I was reminded of 'myspace' today, i went on to delete my account b/c I never use it and found some old blogs from when I was in university. It seems like another life ago. As I read all these old memories came back and I realize I forgot who that person was. I was a girl, who learned how to be a child again. I was having fun, I didn't have to be grown up, I didn't have to be responsible. I lived in complete abandonment to what God was doing with our life together and in complete Trust that he would take care of us. I was confident. I was focused and I was driven. I could do anything. I felt like a superstar, blowing away my professors and leaving them speechless with my work . I found pride in obtaining ridiculous grades, researching and painting till I thought I would die of exhaustion and graduating with Top honours in my class. I worked hard, I loved to study and do the impossible. I had goals. I was proud. I was strong.

I have forgotten who I was, who i dreamed I would become. i have forgotten about that driven girl who could accomplish anything she put her mind to.

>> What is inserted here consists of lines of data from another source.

PR #419, opened 2023-03-06
[AAP-7661] Support inventory in ini/yaml formats

### LINKED ISSUE #241: Using an Ansible INI file as inventory source is not supported
* ansible-rulebook version:
```
__version__ = '0.9.4'
b1098dab-ac28-4b68-b604-d4b7bcebc07c
```
* Python version: `Python 3.10.6`
* Operating System: `Ubuntu 22.04.1 LTS`

### Description

```
TASK [Gathering Facts] *********************************************************
fatal: [...]: UNREACHABLE! => {"changed": false, "msg": "Failed to connect to the host via ssh: ssh: Could not resolve hostname ...: Name or service not known", "unreachable": true}
ok: [127.0.0.1]
```

### What I Did

```
~$ ansible-rulebook --verbose --inventory inventory --rulebook otx.yml
INFO:ansible_rulebook.app:Starting sources
INFO:ansible_rulebook.app:Starting rules
INFO:ansible_rulebook.engine:run_ruleset
SLF4J: Failed to load class "org.slf4j.impl.StaticLoggerBinder".
SLF4J: Defaulting to no-operation (NOP) logger implementation
SLF4J: See http://www.slf4j.org/codes.html#StaticLoggerBinder for further details.
INFO:ansible_rulebook.engine:ruleset define: {"name": "otx events", "hosts": ["all"], "sources": [{"EventSource": {"name": "Match all messages", "source_name": "ansible.eda.otx", "source_args": {"count": "1"}, "source_filters": []}}], "rules": [{"Rule": {"name": "Send to playboox", "condition": {"AllCondition": [{"IsDefinedExpression": {"Event": "otx"}}]}, "action": {"Action": {"action": "run_playbook", "action_args": {"name": "otx_ufw.yml"}}}, "enabled": true}}]}
INFO:ansible_rulebook.engine:load source
INFO:ansible_rulebook.engine:load source filters
INFO:ansible_rulebook.engine:Calling main in ansible.eda.otx
INFO:ansible_rulebook.engine:Waiting for event from otx events
INFO:ansible_rulebook.rule_generator:calling Send to playboox
INFO:ansible_rulebook.engine:call_action run_playbook
INFO:ansible_rulebook.engine:substitute_variables [{'name': 'otx_ufw.yml'}] [{'event': {'otx': {'ip': '193.105.210.113'}}, 'fact': {'otx': {'ip': '193.105.210.113'}}}]
INFO:ansible_rulebook.engine:action args: {'name': 'otx_ufw.yml'}
INFO:ansible_rulebook.builtin:running Ansible playbook: otx_ufw.yml
INFO:ansible_rulebook.builtin:ruleset: otx events, rule: Send to playboox
INFO:ansible_rulebook.builtin:Calling Ansible runner

PLAY [otx events] **************************************************************

TASK [Gathering Facts] *********************************************************
fatal: [...]: UNREACHABLE! => {"changed": false, "msg": "Failed to connect to the host via ssh: ssh: Could not resolve hostname ...: Name or service not known", "unreachable": true}
ok: [127.0.0.1]

TASK [debug msg] ***************************************************************
ok: [127.0.0.1] => {
    "msg": "debug task: 193.105.210.113"
}

PLAY RECAP *********************************************************************
...                        : ok=0    changed=0    unreachable=1    failed=0    skipped=0    rescued=0    ignored=0   
127.0.0.1                  : ok=2    changed=0    unreachable=0    failed=0    skipped=0    rescued=0    ignored=0   
^C
```

```
~$ ansible-inventory -i inventory --list
{
    "_meta": {
        "hostvars": {
            "127.0.0.1": {
                "ansible_connection": "local"
            }
        }
    },
    "all": {
        "children": [
            "ungrouped"
        ]
    },
    "ungrouped": {
        "hosts": [
            "127.0.0.1"
        ]
    }
}
```

```
~$ cat otx*.yml
---
- name: otx events
  hosts: all
  sources:
    - name: Match all messages
      ansible.eda.otx:
        count: "1"
  rules:
    - name: Send to playboox
      condition: event.otx is defined
      action:
        run_playbook:
          name: otx_ufw.yml
...
---
- name: otx events
  hosts: all
  tasks:
    - name: debug msg
      ansible.builtin.debug:
        msg: "debug task: {{ event.otx.ip }}"
...
```

mkanoor:
ansible-rulebook doesn't do anything with the inventory data. It just reads it and writes into the inventory file for ansible_runner. So instead of treating every inventory as a yaml file and load it as a dictionary, this PR just loads the inventory data as a blob irrespective of the format and sends it to ansible-runner.

Fixes #241
Closes: https://issues.redhat.com/browse/AAP-7661

### DIFF
--- a/ansible_rulebook/app.py
+++ b/ansible_rulebook/app.py
@@ -63,7 +63,7 @@ async def run(parsed_args: argparse.ArgumentParser) -> None:
             int(parsed_args.id), parsed_args.websocket_address
         )
     else:
-        inventory = {}
+        inventory = ""
         variables = load_vars(parsed_args)
         rulesets = load_rulebook(parsed_args, variables)
         if parsed_args.inventory:
--- a/ansible_rulebook/builtin.py
+++ b/ansible_rulebook/builtin.py
@@ -54,7 +54,7 @@ KEY_EDA_VARS = "ansible_eda"
 
 async def none(
     event_log,
-    inventory: Dict,
+    inventory: str,
     hosts: List,
     variables: Dict,
     project_data_file: str,
@@ -114,7 +114,7 @@ async def debug(event_log, **kwargs):
 
 async def print_event(
     event_log,
-    inventory: Dict,
+    inventory: str,
     hosts: List,
     variables: Dict,
     project_data_file: str,
@@ -148,7 +148,7 @@ async def print_event(
 
 async def set_fact(
     event_log,
-    inventory: Dict,
+    inventory: str,
     hosts: List,
     variables: Dict,
     project_data_file: str,
@@ -176,7 +176,7 @@ async def set_fact(
 
 async def retract_fact(
     event_log,
-    inventory: Dict,
+    inventory: str,
     hosts: List,
     variables: Dict,
     project_data_file: str,
@@ -203,7 +203,7 @@ async def retract_fact(
 
 async def post_event(
     event_log,
-    inventory: Dict,
+    inventory: str,
     hosts: List,
     variables: Dict,
     project_data_file: str,
@@ -229,7 +229,7 @@ async def post_event(
 
 async def run_playbook(
     event_log,
-    inventory: Dict,
+    inventory: str,
     hosts: List,
     variables: Dict,
     project_data_file: str,
@@ -326,7 +326,7 @@ async def run_playbook(
 
 async def run_module(
     event_log,
-    inventory: Dict,
+    inventory: str,
     hosts: List,
     variables: Dict,
     project_data_file: str,
@@ -346,7 +346,6 @@ async def run_module(
     extra_vars: Optional[Dict] = None,
     **kwargs,
 ):
-
     temp_dir, module_name = await pre_process_runner(
         event_log,
         inventory,
@@ -523,7 +522,7 @@ async def untar_project(output_dir, project_data_file):
 
 async def pre_process_runner(
     event_log,
-    inventory: Dict,
+    inventory: str,
     variables: Dict,
     ruleset: str,
     rulename: str,
@@ -554,7 +553,7 @@ async def pre_process_runner(
         f.write(yaml.dump(playbook_extra_vars))
     os.mkdir(inventory_dir)
     with open(os.path.join(inventory_dir, "hosts"), "w") as f:
-        f.write(yaml.dump(inventory))
+        f.write(inventory)
     os.mkdir(project_dir)
 
     logger.debug("project_data_file: %s", project_data_file)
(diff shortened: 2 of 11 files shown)


tests/e2e/utils.py
```diff
@@ -11,7 +11,7 @@
 
 BASE_DATA_PATH = Path(f"{__file__}").parent / Path("files")
 DEFAULT_SOURCES = Path(f"{__file__}").parent / Path("../sources")
-DEFAULT_INVENTORY = BASE_DATA_PATH / "inventories/default_inventory.yml"
+DEFAULT_INVENTORY = BASE_DATA_PATH / "inventories/default_inventory.ini"
```
Alex-Izquierdo, line 14: Why not instead of overriding the current inventory, we create a new one so we are able to test both?

ttuffin (approved):

tests/e2e/utils.py
mkanoor: @Alex-Izquierdo The debug action tries to do a pretty print of all its arguments which introduces new line characters.
So if the data is in yaml format we used to store this as a dictionary. When I read it as raw data it introduces new line characters and breaks this comparison.

https://github.com/ansible/ansible-rulebook/blob/70eac893fff643236c3db4334afc7ee07ac860e6/tests/e2e/test_actions.py#L100

https://github.com/ansible/ansible-rulebook/blob/70eac893fff643236c3db4334afc7ee07ac860e6/ansible_rulebook/builtin.py#L95

I struggled with keeping the yaml inventory file and tried doing all kinds of pprint tricks to get that test to pass.
This is the only test that matches the debug output.
I gave up and switched to INI file which is easier to match.

Alex-Izquierdo: yes, for this test you can use the ini, but leave the yaml for the rest, so we are able to test both. It's just a matter to define the inventory in this test, instead of the default

mkanoor:
@Alex-Izquierdo Another issue we need to handle is that there can be multiple inventory files like ansible-playbook in that case we can't load the data at all, we would have to keep the inventory file names as is and then add them into the ansible-runner inventory folder. So some of these debug test which are based on data would have to change to use file names.

mkanoor:
@Alex-Izquierdo @ttuffin Please review keep both the INI file and yaml file for e2e tests

Alex-Izquierdo (approved):
Thanks a lot for attending my request.

Alex-Izquierdo:
> @Alex-Izquierdo Another issue we need to handle is that there can be multiple inventory files like ansible-playbook in that case we can't load the data at all, we would have to keep the inventory file names as is and then add them into the ansible-runner inventory folder. So some of these debug test which are based on data would have to change to use file names.

Agree. I think we need some logic to be able to load a folder instead of a file, this is true also for dynamic inventories.

ttuffin (approved):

i read a friends old blog on her myspace page as well from years ago, she had just had her second child and talked about dreams collecting dust on the shelf. I feel like this is me right now. Dreams collecting dust on the shelf. I love Jack, i love being a mom but I feel like life should be further along than it is right now.

she writes "I truly thought that being at home with my second child would allow me to focus on my portfolio and work towards something....anything. But as the sun rises and sets each day, my dormant dreams still lie on the shelf collecting dust. I am now focusing on going back to my fulltime job, leaving even less time to fulfill my dreams. I believe that our dreams/passions are what make us who we are. Without them we begin to fade."

My colours don't feel quite as bright anymore.

"We surround ourselves with those who are like us and I am surrounded by talented artists, musicians and everyday drama queens who constantly struggle with their artistic dreams/passions. It seems that instead of trusting God with our future we put down the paintbrush and get the first desk job we can find to pay the bills and feed the kids. I feel as though I've pack up my dreams and place them on a shelf. Yes, I take them out every once in awhile, dust them off and give them a good run, but not with the same passion I had before."

She is right. I feel it, and it makes me cry.

I feel like i am at a funeral in my mind, mourning the loss of who I was. Can be her again? Is that part of really lost or just collecting dust? i don't feel strong. I don't feel driven. I have allowed that desk job to destroy me and I dread the thought of starting back again in January for what it might do further. It steals my joy, my creativity, and robs me of who I am. Becoming a mommy, I thought the same, time to create, time finally have it all happen. Instead I am at a stand still. I have accepted that that is ok. That right now most important is my boy. That there will be time again, and that it is just on pause. But I am afraid I will be stuck. I am afraid it will never happen for me. That I will just sit here waiting collecting dust.

I know the truth but it is difficult to remember, I am more than a conqueror and Jesus created me with a very specific design and purpose in mind. And that it is all in His timing not mine.